> [THE PROBLEM]: Copy every line that contains the string "addresses" from the entries below.

----- SOURCE MATERIAL -----

PR #2168, opened 2026-05-26
fix: AvatarModifierArea excludeIds reliably excludes remote avatars (#2166)

### LINKED ISSUE #2166: [Bug]: AvatarModifierArea excludeIds do not correctly affect remote avatars on mobile
### 🕹️Platform

iOS

### 🔢App Version

490

### 📱Device Information

Iphone 15

### 📄Issue description

On mobile, AvatarModifierArea with AMT_HIDE_AVATARS works, but excludeIds does not appear to be applied correctly to remote avatars.

The base hide behavior works as expected. However, when players are included in excludeIds, those remote avatars are not reliably restored/shown on mobile clients.

This makes excludeIds unreliable for multiplayer gameplay logic where some avatars should remain visible while others are hidden.

**Additional Information**

- The issue appears to be specifically related to excludeIds, not to AMT_HIDE_AVATARS itself.
- AMT_HIDE_AVATARS works correctly when all avatars are hidden.
- The problem appears when using excludeIds to keep selected players visible.
- In practice, this can look like the exclusion logic works for the local avatar, but not correctly for remote avatars.

### ✅Expected behavior

Any avatar included in excludeIds should remain visible, including remote avatars.

### 🖼️Screenshots / Media

In carrito.dcl.eth, there is a large AvatarModifierArea covering the whole parcel. Before the game starts, the system adds all player avatar IDs to excludeIds so everyone should remain visible to each other.

As shown in these screenshots, I am connected from two different mobile clients, and they still cannot see each other. The excludeIds logic appears to work for the local player’s own avatar, but it does not correctly respect the other players.

Image
Image

### ▶️Steps to reproduce

1. Open a scene using AvatarModifierArea with AMT_HIDE_AVATARS on mobile.
2. Include one or more players in excludeIds.
3. Observe avatar visibility from a mobile client.
4. Compare local avatar behavior vs remote avatar behavior.

### 👁️Occurrence

100% of the time

manuelmaceira:
Fixes #2166

## Summary

`AvatarModifierArea.excludeIds` was failing to keep remote avatars visible on mobile — three independent gaps were stacking up to make the failure look flaky:

1. **Address casing** — profiles delivered over comms can carry checksummed eth addresses while scenes typically push lowercase. Direct `==` comparison missed those. Extracted into `AvatarExcludeIdMatcher` with normalization (lowercase + tolerant `0x` prefix).
2. **Race on profile arrival** — a remote avatar could enter the area before its profile (and thus `avatar_id`) was populated, hiding it permanently. `async_update_avatar_from_profile` now calls `try_show()` after `avatar_id` changes so the area is re-evaluated.
3. **Stale excludeIds on already-overlapping avatars** — when the scene updates `excludeIds` after avatars are already inside the area, the Rust `set_exclude_ids` setter alone doesn't retrigger detection. `avatar_modifier_area.rs` now invokes `refresh_overlapping_detectors`, which iterates `Global.avatars` (rather than `Area3D.get_overlapping_areas()`, whose state is stale mid-CRDT-tick) and asks each avatar to re-evaluate via `try_show()`.

In `carrito.dcl.eth` (1 large AMA + scene adds player IDs to excludeIds) two clients now consistently see each other. Without this fix the user that joined first never saw the second.

## Files

- `godot/src/decentraland_components/avatar/avatar_exclude_id_matcher.gd` — new pure helper with `is_excluded(avatar_id, exclude_ids) -> bool`.
- `godot/src/decentraland_components/avatar/avatar.gd` — `_on_set_avatar_modifier_area` uses the matcher; `async_update_avatar_from_profile` calls `try_show()` after `avatar_id` changes (both wire-profile and AvatarShape branches).
- `godot/src/decentraland_components/avatar_modifier_area.gd` — new `refresh_overlapping_detectors()` that iterates `Global.avatars`.
- `lib/src/scene_runner/components/avatar_modifier_area.rs` — calls `refresh_overlapping_detectors` after updating an existing area's properties.
- `godot/src/test/avatar/test_avatar_modifier_exclude_ids.gd` — regression test covering case/prefix mismatches and the empty-`avatar_id` race.

## Test plan

- [x] `cargo run -- full-tests --skip-visual` passes (cargo fmt/clippy, gdformat/gdlint, gdscript validation, rust + integration tests)
- [x] Regression test passes:
  ```
  .bin/godot/godot4_bin --headless --path godot \
    --script res://src/test/avatar/test_avatar_modifier_exclude_ids.gd
  # → [test_avatar_modifier_exclude_ids] PASS (all 7 cases)
  ```
- [x] Manual repro on `carrito.dcl.eth`, two clients (macOS + iOS): both see each other regardless of join order.
- [ ] CI green

### DIFF
--- a/godot/src/decentraland_components/avatar/avatar.gd
+++ b/godot/src/decentraland_components/avatar/avatar.gd
@@ -263,9 +263,8 @@ func try_show():
 func _on_set_avatar_modifier_area(area: DclAvatarModifierArea3D):
 	_unset_avatar_modifier_area()  # Reset state
 
-	for exclude_id in area.exclude_ids:
-		if avatar_id == exclude_id:
-			return  # the avatar is not going to be modified
+	if AvatarExcludeIdMatcher.is_excluded(avatar_id, area.exclude_ids):
+		return  # the avatar is not going to be modified
 
 	for modifier in area.avatar_modifiers:
 		if modifier == 0:  # hide avatar
@@ -348,6 +347,7 @@ func async_update_avatar_from_profile(profile: DclUserProfile):
 		new_avatar_name += "#" + profile.get_ethereum_address().right(4)
 	nickname_ui.name_claimed = profile.has_claimed_name()
 
+	var avatar_id_changed := avatar_id != profile.get_ethereum_address()
 	avatar_id = profile.get_ethereum_address()
 	has_connected_web3 = profile.has_connected_web3()
 	prints("Async update avatar from profile", avatar_id)
@@ -355,6 +355,12 @@ func async_update_avatar_from_profile(profile: DclUserProfile):
 	# Update metadata with the new avatar_id
 	if click_area:
 		click_area.set_meta("avatar_id", avatar_id)
+
+	# Re-evaluate AvatarModifierArea exclusion: the area may have triggered
+	# before the profile arrived (issue #2166 race), leaving the avatar hidden
+	# even though its id is in excludeIds.
+	if avatar_id_changed:
+		try_show()
 
 	await async_update_avatar(avatar, new_avatar_name)
 
@@ -378,6 +384,7 @@ func async_update_avatar(
 			avatar_id = shape_id
 			if click_area:
 				click_area.set_meta("avatar_id", avatar_id)
+			try_show()
 
 	# Update metadata for raycast detection
 	if click_area:
--- a/godot/src/decentraland_components/avatar/avatar_exclude_id_matcher.gd
+++ b/godot/src/decentraland_components/avatar/avatar_exclude_id_matcher.gd
@@ -1,0 +1,23 @@
+class_name AvatarExcludeIdMatcher
+
+
+# Decides whether `avatar_id` is present in `exclude_ids` for the purposes of
+# AvatarModifierArea visibility. Treats Ethereum addresses case-insensitively
+# and tolerates a missing `0x` prefix on either side: profiles delivered over
+# comms may carry the checksummed form, while scenes commonly push lowercase
+# addresses. See issue #2166.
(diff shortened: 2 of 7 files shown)


regenesis-claw (approved):
Clean, well-decomposed fix tackling all three root causes of the flaky excludeIds behaviour.

**What's right:**
- `AvatarExcludeIdMatcher` is a clean pure-static helper with robust normalization (case + `0x` prefix tolerance).
- The race-condition fix (calling `try_show()` after `avatar_id` changes in `async_update_avatar_from_profile`) is correctly guarded by `avatar_id_changed`.
- `refresh_overlapping_detectors` wisely avoids `Area3D.get_overlapping_areas()` (stale mid-CRDT-tick) and iterates `Global.avatars` instead — the comment explains the rationale clearly.
- No infinite recursion risk: `try_show()` → `check_areas()` → emits signal → `_on_set_avatar_modifier_area` which does NOT call back into `refresh_overlapping_detectors`.
- The regression test covers 7 cases including the edge case of empty `avatar_id` and mixed-entry lists. Good coverage.

**One observation (non-blocking):**
`refresh_overlapping_detectors` iterates *all* avatars, not just those overlapping this specific area. This is correct since `check_areas()` re-filters by scene_id and overlapping areas anyway, so it's effectively a no-op for avatars not in the area — but worth noting it's O(total_avatars) per excludeIds update. Totally fine for normal counts.

LGTM — approving. CI is still running (static checks + iOS build in progress, Android build was cancelled on the previous push and should re-run). No platform-specific code paths touched (all GDScript/Rust, no iOS/Android branches), so the iOS build is nice-to-have but not blocking.

kuruk-mm (approved):
looks great!

Issue #2215, opened 2026-06-05
[Bug] Avatar speech bubble freezes after first message on Android


regenesis-claw:
**Reported by:** Skatlionrock (Discord)

**Bug Description:**
Avatar speech bubble breaks/freezes after sending the first message in chat and stays stuck showing the same text until the app is restarted. The bug reoccurs every time a new message is sent after restarting.

**Platform:** Android  
**Device:** Motorola 60 Edge Fusion  
**OS Version:** Android 16  
**App Version:** v0.68.0-cffbefe-prod  
**Location:** Genesis Plaza

**Steps to Reproduce:**
1. Open the app and navigate to Genesis Plaza
2. Send a message in chat
3. Observe the speech bubble above your own avatar

**Expected Behavior:**
Speech bubble should update with new messages or disappear after a short time.

**Actual Behavior:**
Speech bubble freezes/breaks after the first message and displays the same text indefinitely. Only restarting the app clears it, but the bug reoccurs on the next message sent.

**Screenshots:**
- Screenshot 1: Chat showing messages from user
- Screenshot 2: Frozen speech bubble persisting above avatar
- Screenshot 3: Speech bubble still stuck
- Screenshot 4: Different view showing persistent broken bubble

**Workaround:** Restart the app (temporary - bug reoccurs)

**Mobile Deeplink:** https://mobile.dclexplorer.com/open?position=0,0

---
Requested by ToxicWaifu via Slack

manuelmaceira:
Fixed by #2224 (merged in e1c68b03).

Avatar nameplates no longer render through per-avatar SubViewport textures — they're now drawn in a shared 2D screen-space CanvasLayer, projecting each avatar's head position to screen. This structurally eliminates the uninitialized-VRAM garbage seen on the reporter's device (a render-target that some mobile drivers don't guarantee is cleared), and also removes the speech-bubble freeze / resize-race from the same subsystem.

The 2D nameplates keep distance fade, frustum culling, depth sorting, and raycast-based occlusion against world geometry and avatar bodies (including the local player's). XR keeps the previous viewport+quad path.

PR #2224, opened 2026-06-08
fix(avatar): render nameplates in a 2D layer, not per-avatar viewports (#2215)

manuelmaceira:
## Problem (#2215)

Avatar nametags showed **uninitialized-VRAM garbage** on mobile (noise / partial text / color artifacts). Each avatar rendered its `NicknameUI` into a **per-avatar `NicknameViewport` (SubViewport)**, sampled live by a `Sprite3D` `ViewportTexture` and bumped with `UPDATE_ONCE`. On mobile tile GPUs that single-shot render can be dropped/not-cleared, freezing the texture on uninitialized memory. This is the **2nd** bug from this architecture (see #2039, the "garbled pixels" / freeze fix).

Repro note: the bug is driver-specific — the A54 (Mali) clears its render targets, so it does **not** reproduce there; it manifests on the reporter's device (Motorola Edge Fusion). The fix is therefore **structural**, not a tweak to the viewport heuristics.

## Fix: render nameplates in a shared 2D screen-space layer

Stop using viewport textures entirely. Each avatar's `NicknameUI` (already a pure `Control` tree) is **reparented out of its SubViewport into a shared `CanvasLayer`** (`NameplateLayer`, `layer = -1` → above the 3D world, below the HUD) and **projected onto the head anchor every frame**. The per-avatar `SubViewport` + `ViewportTexture` are dropped; the `Sprite3D` is kept (invisible) only as the head anchor for the SDK `NAME_TAG` attach point.

This **eliminates the whole bug class** — no render targets → no uninitialized VRAM — and as a side effect also removes the chat-bubble freeze and the resize race that #2039 was patching around.

### Behaviour
- **Distance fade**: full < 10 m → faded out and hidden by 15 m; depth-sorted by distance (closer draws on top).
- **Smooth fade in/out**: off-frustum, behind-camera, far and occluded all drive the alpha toward 0 (and back), so tags fade instead of popping when they enter/leave the screen.
- **Depth occlusion**: a throttled raycast (every 6 physics frames, staggered per avatar, in `_physics_process`) hides tags behind solid world geometry (`CL_PHYSICS`) and remote avatar bodies (`CL_AVATAR`), excluding the avatar's own collider.
- **XR** keeps the legacy viewport path (screen-space 2D doesn't apply in VR).

## Files
- `godot/src/decentraland_components/avatar/nameplate_layer.gd` (new): owns the shared layer + per-frame projection/fade/occlusion runtime.
- `godot/src/decentraland_components/avatar/avatar.gd`: branch to the 2D path (non-XR), reparent on `_ready`, drive it from `_process` / `_physics_process`, free it on `_exit_tree`; `_request_nickname_redraw` becomes XR-only.

## Verification
- Runs clean on desktop (Forward Mobile / Vulkan) with `--spawn-avatars`: nameplates project, scale, fade, sort and occlude against geometry + remote bodies; chat bubbles animate natively.
- gdformat / gdlint / Godot script validation / cargo check / clippy / rust+integration tests all pass (pre-commit).
- On-device validation of the original VRAM artifact must happen on an affected device (not the A54).

## Known follow-up
- The **local player's own body** does not occlude others' tags yet: the local player frees its `click_area`, so its only collider is the `CharacterBody` on a broad layer (4) that, when added to the occlusion mask, over-occludes (catches every avatar's TriggerDetector + the camera-mode area). A targeted fix (re-layering the kept click_area, mindful of the ground raycast) is left as a follow-up.

### DIFF
--- a/godot/src/decentraland_components/avatar/avatar.gd
+++ b/godot/src/decentraland_components/avatar/avatar.gd
@@ -163,6 +163,11 @@ var _free_bone_pool: Array[int] = []
 var _stale_bone_counter: int = 0
 
 var _lod_state: int = LODState.FULL
+# 2D screen-space nameplate (non-XR) vs legacy viewport quad (XR). Runtime lives in
+# NameplateLayer; these cache the hide-flag/FAR gate and the depth-occlusion result.
+var _use_2d_nameplate: bool = false
+var _nametag_gate_visible: bool = true
+var _nameplate_occluded: bool = false
 var _impostor_layer: int = -1
 var _lod_phase: int = 0
 var _mesh_lod_visibility_captured: bool = false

-----

> [TASK ANSWER]:
1. **Address casing** — profiles delivered over comms can carry checksummed eth addresses while scenes typically push lowercase. Direct `==` comparison missed those. Extracted into `AvatarExcludeIdMatcher` with normalization (lowercase + tolerant `0x` prefix).
+# AvatarModifierArea visibility. Treats Ethereum addresses case-insensitively
+# addresses. See issue #2166.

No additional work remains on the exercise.